Four-- These are 40-micron wires, less than half a human hair's width.
And that holds that whole suspension and moves it in X and Y. So that
allows us to stabilize for the hand shake.
In the camera lab, engineers calibrate the camera to perform in any type of lighting.
Graham Townsend: Go to bright bright noon. And there you go.
Sunset now. There you go. So, there's very different types of quality of
lighting, from a morning, bright sunshine, for instance, the noonday
light. And then finally maybe--
Charlie Rose: Sunset, dinner--
Graham Townsend: We can simulate all those here. Believe it or not, to capture one image, 24 billion operations go on.
Charlie Rose: Twenty-four billion operations going on--
Graham Townsend: Just for one picture--
The company is known for focusing as much energy on how products
are marketed and sold as it does on the way they're designed and built.
We weren't sure what to make of it when Apple took us to this unmarked
warehouse off the main campus. Inside we found yet another prototype ---
a mock store where Apple's head of retail Angela Ahrendts is
continually refining new designs for Apple's 469 stores worldwide.
Charlie Rose, left, and Angela Ahrendts
CBS News
Charlie Rose: How many iterations of what I'm looking at have you gone through?
Angela Ahrendts: I mean, honestly there are meetings in here every
single week.

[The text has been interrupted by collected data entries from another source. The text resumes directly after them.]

PR #66, opened 2018-04-24
WorkspaceDriver: add a currentWorkspace()

damienmg:
The Eclipse Plugin test needs to inject the path of a workspace in the
command line flags to test its skylark aspect. Using
getCurrentWorkspace() it can knows the actual path of it.


ittaiz:
@damienmg wdyt about changing it to “currentWorkspace”? It’s a more fluent DSL than getters. I don’t feel strongly about it so you can merge as-is if you feel the getter is better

And there's a floor set. We use this as a stage, and we
say, "This is rehearsal."
Ahrendts wants customers to be transfixed from the moment they walk through the doors.
Angela Ahrendts: The most important goal is, is that it is
dynamic. People are used to living on their phone. So they're used to
being dynamic, emotive, immersive. And so how do we make sure when they
walk into a store they say, "Wow"?
Apple's huge profit
margins --- roughly 40 percent across the board --- have made it the
most valuable company in the world, worth about $600 billion. People may
love their Apple products, but if there is one complaint you hear a
lot, it's that by the time you buy one, a newer, better version is
already on the way. Apple's head of marketing Phil Schiller admits that
the company often pits one product against another.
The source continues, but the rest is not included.